# Absolute Anfängerfrage bezüglich Eclipse



## Georgius (3. Dez 2013)

Hi

Habe nur Anleitungen aus ca. 2010 gefunden. Da wird zum erstellen eines Javaprojekts "New/Projekt.../Android Projekt" verwendet. Ich hab nur "/Android Aplikation Projekt". Ist das das richtige? Weil die Menues dahinter schauen anders aus bzw. fragen viel mehr ab.

Danke

Georgius


----------



## dzim (3. Dez 2013)

Ja. Da tut sich immer einiges über die Jahre. Es gibt aber viele gute aktuelle Tutorials im Netz.
Schau mal auf die Seite von Lars Vogel - unter Android Development findest du bestimmt etwas!

PS: Er hat auch Tutorials für Eclipse als solches - das wäre vielleicht für dich auch interessant...

PPS: Alternativ verwende das InteliJ basierte Android-Studio - auch wenn da alles wieder anders ist.


----------



## Datacron (4. Dez 2013)

Du hast dir vermutlich das Android Developer Kid runter geladen? Das würde dann "Android Aplikation" erklären.
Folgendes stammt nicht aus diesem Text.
PR #1769, opened 2026-05-27
replace per-project unit tests for ruff and ty with single top-level ones + add ty to the pre-push hook

evgunter:
ty and ruff will no longer run in per-project pytest--each project's run was actually running on the whole repo. they will instead run on pre-push (both ty and ruff) and precommit (ruff only). this adds a delay of ~0.7s to pre-push, but speeds up the tests more, since it's not doing the same work 36 times (ty doesn't cache so all of the work is indeed redone). this is especially meaningful on modal where sometimes the per-project `test_no_type_errors` would hit their 10s timeout

---

## Summary

Each package's `test_no_type_errors` ran `uv run ty check`, which — because the root `pyproject.toml` declares `[tool.uv.workspace] members = ["libs/*", "apps/*"]` — resolves the **workspace root** and scans every member (1186 files) on *every* invocation, regardless of `cwd`. So all ~36 per-project copies re-ran the identical full-workspace scan (~0.7s each, with no cross-process cache benefit — ty has no on-disk cache, only in-memory Salsa incrementality for its server/watch modes). The per-project `test_no_ruff_errors` were likewise redundant with the repo-wide ruff check that already lived in `test_meta_ratchets.py`.

This consolidates both to run **once** repo-wide:

- Keep a single `test_no_type_errors` and `test_no_ruff_errors` in `test_meta_ratchets.py` (in its existing `# --- Repo-wide ratchets (run once, not per-project) ---` section). The ty test carries `@pytest.mark.timeout(60)` because `uv run ty check` can exceed the default 10s under cold-cache/loaded-runner conditions; it is intentionally **not** marked `flaky` (the check is deterministic, so a retry would only risk masking a real failure).
- Remove `test_no_type_errors` / `test_no_ruff_errors` (and their now-unused imports) from all 36 per-project `test_ratchets.py` files, and drop them from the meta-ratchet expected-test-name set (`_get_expected_ratchet_test_names`).
- Remove the now-dead `check_no_ruff_errors` helper from `imbue_common/ratchet_testing/ratchets.py` (its only callers were the deleted per-project tests; the repo-wide ruff test inlines its own `ruff check` + `ruff format --check`). `check_no_type_errors` is kept and reused by the repo-wide ty test.

### Local type-check gate (ty pre-push hook)

`ruff` was already in pre-commit, so dropping its per-project copies lost no local gate. But `ty` was **not**, so after consolidation a scoped run like `just test-quick libs/<project>` no longer type-checked at all (the repo-wide test in `test_meta_ratchets.py` isn't collected when you scope pytest to a single project). To close that gap, this adds a `ty` hook in `.pre-commit-config.yaml`. Because ty scans the whole workspace and can't scope to staged files (a fixed ~0.7s scan), it is staged at **`pre-push`** rather than per-commit — the commit loop stays fast and ty still gates before code leaves the machine. The single `test_no_type_errors` remains the CI backstop. Verified end-to-end: the hook is skipped at the commit stage, runs on `git push`, passes on a clean tree, and fails on a deliberately-introduced type error.

Type/lint coverage is unchanged — the single repo-wide checks are equivalent to (ty) or a strict superset of (ruff) the per-project ones. Under local xdist the ratchet group no longer serializes ~36 redundant scans on one worker; under offload they no longer fan out into ~36 sandboxes that each re-scan the whole workspace.

Docstrings and one changelog entry per touched project (36 projects + the synthetic `dev` bucket for the root-level files) are updated to match.

## Testing

- `just test-quick "test_meta_ratchets.py"` — 18 passed (incl. `test_no_type_errors`, `test_no_ruff_errors`, `test_all_test_ratchets_files_have_same_tests`).
- `just test-quick "scripts/sync_common_ratchets_test.py <sample per-project test_ratchets.py>"` — 117 passed.
- Manually verified the `ty` hook staging: skipped at `pre-commit`, runs at `pre-push` (and on a real `git push`), and fails on an introduced type error.
- Full unit/integration + acceptance suites run in CI via offload (`test-offload-acceptance` green, which exercises the per-project changelog-entry check).

### DIFF
--- a/.pre-commit-config.yaml
+++ b/.pre-commit-config.yaml
@@ -15,10 +15,8 @@ repos:
         language: system
         types: [python]
     -   id: ty
-#        ty resolves the uv workspace root and scans every member regardless of which files
-#        changed, so it runs over the whole workspace (pass_filenames: false) whenever any
-#        Python file is staged. This is the local type-check gate; the single
-#        test_no_type_errors in test_meta_ratchets.py is the CI backstop.
+#        ty scans the whole uv workspace regardless of which files changed, so it does
+#        not take staged filenames (pass_filenames: false).
         name: "Python type checker (ty)"
         entry: bash -c 'uv run ty check'
         language: system
--- a/.pre-commit-config.yaml
+++ b/.pre-commit-config.yaml
@@ -14,6 +14,16 @@ repos:
         entry: bash -c 'uv run ruff check --fix --force-exclude --config pyproject.toml "$@" && uv run ruff format --force-exclude --config pyproject.toml "$@"' --
         language: system
         types: [python]
+    -   id: ty
+#        ty resolves the uv workspace root and scans every member regardless of which files
+#        changed, so it runs over the whole workspace (pass_filenames: false) whenever any
+#        Python file is staged. This is the local type-check gate; the single
+#        test_no_type_errors in test_meta_ratchets.py is the CI backstop.
+        name: "Python type checker (ty)"
+        entry: bash -c 'uv run ty check'
+        language: system
+        types: [python]
+        pass_filenames: false
     -   id: regenerate-cli-docs
         name: "Regenerate CLI markdown docs"
         entry: bash -c 'uv run python scripts/make_cli_docs.py && git diff --quiet libs/mngr/docs/commands/ libs/mngr/README.md'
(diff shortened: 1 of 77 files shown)


joshalbrecht:
lgtm, thanks for fixing!

I'm not totally sure on that pre-push hook, might disable that if it is meaningfully slow for me

PR #1771, opened 2026-05-27
minds: bundle real git binary instead of xcode-select shim

weishi-imbue:
## Summary

Packaged `minds.app` SIGKILLs on `git clone` on Macs without Xcode CLT at the expected path. Cause: `scripts/build.js` ran `which git`, which on macOS returns the 118 KB xcode-select shim. Bundling the shim into the sandboxed app and re-signing it makes runtime `git` calls SIGKILL.

## Fix

New `apps/minds/scripts/download-binaries.js` resolves git per-platform:

- **macOS**: `xcrun --find git` for the real binary, plus `libexec/git-core/` helpers and templates. Skips Apple's ~100 argv-shim symlinks (each dereferenced would add ~7.6 MB).
- **Linux**: `which git`.
- **Windows**: SHA256-verified MinGit download from git-for-windows releases.

`build.js` imports `downloadGit` from the new module. `todesktop.json` bumps `uploadSizeLimit` from 300 → 600 MB (the real binary plus libexec pushes the bundle over the prior limit).

## Why bundle git instead of using the user's git

Minds targets non-engineers. The alternatives are user-hostile:

| Platform | Without bundled git |
|---|---|
| macOS | `/usr/bin/git` is a shim; first invocation pops Apple's "Install command line developer tools" dialog → ~700 MB download → license accept → 8–30 min. Dialog says Xcode, not minds. |
| Linux | Distro-dependent; minimal images lack git. |
| Windows | No system git at all. |

Precedent: **GitHub Desktop** and **SourceTree** (non-eng audiences) bundle git via [dugite-native](https://github.com/desktop/dugite-native). VS Code / Cursor (engineer audiences) use system git.

A cleaner long-term version is to pull dugite-native tarballs for macOS/Linux instead of copying from the build host (eliminates the Xcode-CLT dependency on the build machine and makes builds bit-for-bit reproducible). Deferred.

## Provenance

First carve-out from #1317 (`wz/minds_onboard`). Stacked follow-up #1772 activates the `todesktop:beforeInstall` hook and restores the uv/pnpm bootstrap paths.

## Test plan

- [x] `node -e "require('./apps/minds/scripts/download-binaries.js').downloadGit('/tmp/git-test', { platform: 'darwin' })"` produces a 7.6 MB universal Mach-O at `/tmp/git-test/git/bin/git`; `git --version` → `2.50.1 (Apple Git-155)`.
- [x] `/tmp/git-test/git/libexec/git-core/` contains 31 real helper binaries.
- [x] `git init` against the bundled binary succeeds.
- [x] `just test-quick apps/minds/scripts/build_test.py` — 1 passed.
- [x] `just test-quick apps/minds/imbue/minds/test_ratchets.py` — 57 passed.
- [ ] Full `just test-offload` — deferred to CI.
- [ ] Packaged ToDesktop build — deferred; build-server path unchanged from `origin/main`.

### DIFF
--- a/apps/minds/changelog/mngr-extract-bundled-git.md
+++ b/apps/minds/changelog/mngr-extract-bundled-git.md
@@ -1,0 +1,12 @@
+- `apps/minds`: bundle the real macOS `git` binary plus its `libexec/git-core`
+  helpers instead of the xcode-select shim. The previous inline `downloadGit()`
+  in `scripts/build.js` ran `which git`, which on macOS returns the 118 KB
+  `/usr/bin/git` shim -- a launcher that re-invokes the real git from
+  `/Library/Developer/CommandLineTools/`. Bundling the shim into a sandboxed
+  packaged app meant runtime `git clone` SIGKILLs on any Mac without Xcode CLT
+  installed at the expected path. The new `scripts/download-binaries.js`
+  resolves the real binary via `xcrun --find git`, copies it plus its
+  `libexec/git-core` helpers and templates, and SHA256-verifies all
+  downloaded archives. Also bumps the ToDesktop `uploadSizeLimit` from 300 to
+  600 because the real binary plus its libexec push the bundle over the
+  previous limit.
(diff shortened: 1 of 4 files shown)


joshalbrecht:
lgtm!

this is kind of disgusting, but if it works, great :)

Aber eigentlich kannst du auch dort auf New -> Project -> Java Project gehen


----------



## Georgius (4. Dez 2013)

Könnte sein. Muß schauen.

Gesendet von meinem GT-N8000 mit Tapatalk


----------



## Datacron (4. Dez 2013)

Also wenn du erst mal nicht für Android entwickeln willst, dann würde ich dir empfehlen hier die standard Version 4.4 ganz oben runter zu laden:
Eclipse Downloads
plugins etc für Android kannst du immer noch lachladen.:toll:

Ansonsten is Android Application Project das richtige ^^


----------



## kurztipp (4. Dez 2013)

Datacron hat gesagt.:


> Also wenn du erst mal nicht für Android entwickeln willst...
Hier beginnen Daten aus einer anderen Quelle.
PR #2292, opened 2026-06-26
minds: (for caretaker) serve the user's timezone to workspaces via GET /api/v1/timezone

pseay-imbue:
The minds-desktop side of the nightly **Caretaker** feature: the desktop client now **serves the user's timezone on demand** (`GET /api/v1/timezone`) instead of pushing it into each workspace at create time. Pairs with the forever-claude-template PR (imbue-ai/forever-claude-template#212: cron/anacron scheduling, the Caretaker, and the in-workspace blinking tab — its bootstrap pulls this endpoint at boot to set the container clock).

## What's in here
- **`GET /api/v1/timezone`** (`apps/minds`) — returns the IANA timezone of the machine the desktop client runs on, e.g. `{"timezone": "America/Los_Angeles"}` (empty string when undeterminable). Read via `tzlocal` (new direct dependency, already pinned transitively in the lock) and validated against the tz database, so the response is always a real IANA name or an explicit unknown. New `host_timezone` module carries `read_host_timezone()` + the generalized `validate_iana_timezone()` (moved out of `create_helpers`); the route is registered in the API schema registry so the published document stays in sync.
- **Workspace reachability** (`libs/mngr_latchkey`) — every agent's baseline gateway permissions gain `minds-api-timezone-read`, a read-only grant for `GET /minds-api-proxy/api/v1/timezone` mirroring the existing API-schema read grant. Workspace agents (and the FCT bootstrap at boot) can fetch the user's current timezone with no per-agent permission dialog — e.g. to re-check it whenever the user schedules something.
- **Push path removed** — the `timezone` field on the create request, the create-route threading, and `agent_creator`'s `build_timezone_write_script` / `_write_scheduler_timezone` mngr-exec machinery are gone; nothing writes `runtime/scheduler/timezone` anymore. (The old PR description's "create form captures the browser timezone" never actually existed — the push was backend-only.)
- **Design docs** — `blueprint/caretaker-scheduler/` gains superseded-banners recording the revisions since the original plan: this pull model, and the FCT side's replacement of the custom scheduler with cron/anacron.

## Testing
- `PYTEST_MAX_DURATION_SECONDS=540 just test-quick apps/minds` — **1687 passed, 0 failed** (3 skipped).
- `PYTEST_MAX_DURATION_SECONDS=300 just test-quick libs/mngr_latchkey` — **395 passed, 0 failed**.
- `uv run ruff check apps/minds libs/mngr_latchkey` — clean.
- New tests: endpoint returns 200 + a ZoneInfo-loadable name (or "") and 401 without auth; `host_timezone` validator accept/reject cases; latchkey baseline assertions extended for the new grant.

Existing workspaces keep their old baseline permissions file, so their agents will 403 on the new route until recreated — the FCT side treats that as "timezone unknown, keep current clock", so nothing breaks.

Draft — open for review alongside the FCT PR.


joshalbrecht:
lgtm when the other PR is ready

weishi-imbue:
Development has moved to the private repository; this PR was recreated there as imbue-ai/mngr-internal#6 from the same branch. This public repository is now a read-only mirror.

pseay-imbue:
Continuing on imbue-ai/mngr-internal#96 -- development has moved; this mirror is read-only, so PRs cannot merge here.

...ist das hier auch das falsche Unterforum  Die Chance auf eine schnelle Antwort v.a. für Beginner ist in den allgemeineren Bereichen wesentlich höher.

Gruß


----------



## Georgius (4. Dez 2013)

Danke, will für Android entwickeln


----------



## dzim (4. Dez 2013)

Wie gesagt: Ich empfehle dir wirklich die oben genannten Tutorials wärmstens. Sie sind immer recht aktuell gehalten und haben mir auch schon vor Android in die Eclipse RCP-Entwicklung geholfen.
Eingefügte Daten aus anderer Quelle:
PR #2297, opened 2026-06-26
Workspace permissions

hynek-urban:
- Introduce a new type of permission request specifically for the `workspaces` API.
- Accepted and validated by the `permission-requests.mjs` extension that agents communicate with.
- Render a dialog in the UI, allowing users to override the extent of the given permission.

An alternative was to keep using the "predefined" permission requests which would seemingly lead to less code and duplication. The downside was that it wasn't possible to have workspace-specific permission request validation. Specifying "targets" or rendering the permission dialog in a specific way would have also been rather hacky.

Here's how a permission request of the new type can be created by an agent:

```
   latchkey curl -X POST http://latchkey-self.invalid/permission-requests \
     -H "Content-Type: application/json" \
     -d "{
       \"agent_id\": \"$MNGR_AGENT_ID\",
       \"rationale\": \"Testing the workspace permission request flow.\",
       \"type\": \"workspace\",
       \"payload\": {
         \"permissions\": [\"minds-workspaces-destroy\"],
         \"target_workspace_id\": \"agent-REPLACE_WITH_TARGET_32HEX\"
       }
     }"
```

See `.agents/skills/latchkey` or `.agents/skills/file-sharing` for examples of previous skills that communicated this to agents.


joshalbrecht:
merged as part of https://github.com/imbue-ai/mngr/pull/2315

please take a look at the additional latchkey related changes that I made there in case I messed anything up!

PR #2302, opened 2026-06-26
OVH reinstall transient-error retry + vault soft-delete skip

joshalbrecht:
Two small operational fixes split out of the (now-merged) split-secrets work, made while baking production hosts and cleaning up dev/staging/prod vault secrets.

## `mngr imbue_cloud admin server setup`: retry OVH reinstall on transient compatibility-lookup error
The OS reinstall kickoff (`POST /dedicated/server/{s}/reinstall`) intermittently fails OVH's OS-compatibility lookup for a perfectly valid template (`"Error while retrieving compatibility details for operating system debian12_64"`), then succeeds unchanged on a retry seconds later -- observed live ordering a production box. Previously this hard-failed the whole `server setup`.

The reinstall POST is now wrapped in a `poll_for_value` retry (5 min budget, 15s interval) that retries **only** on that specific transient marker and propagates any other error immediately. The ed25519 host keypair is generated once and reused across attempts, so the pinned host key stays stable regardless of retry count.

## `scripts/remove_old_flat_vault_secrets.py`: skip soft-deleted secrets
`vault kv get` on a secret whose latest version was soft-deleted returns exit 0 with a null `data.data` (the metadata still carries a `deletion_time`), not the exit-2 not-found the script assumed. A leftover soft-deleted `minds/staging/test` entry crashed the staging run. Such paths are now treated as absent and skipped.

## Tests
Three new unit tests on `_ReinstallStartAttempt` (success wraps the task; transient marker -> retry; non-transient -> propagates). `ordering_test.py` (26), `mngr_imbue_cloud` ratchets, and the full `slices/` dir (131) all pass locally.


joshalbrecht:
lgtm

Hier noch mal der Link: Android Development


----------



## JDProgrammings (4. Dez 2013)

Das ist das selbe. Das Android sdk wir immer wieder geupdatet auf ein neues api(neue android version).
Da verändern sich halt mal dinge


----------



## Georgius (4. Dez 2013)

Danke, das wollte ich nur bestätigt haben. 

Gesendet von meinem GT-N8000 mit Tapatalk


----------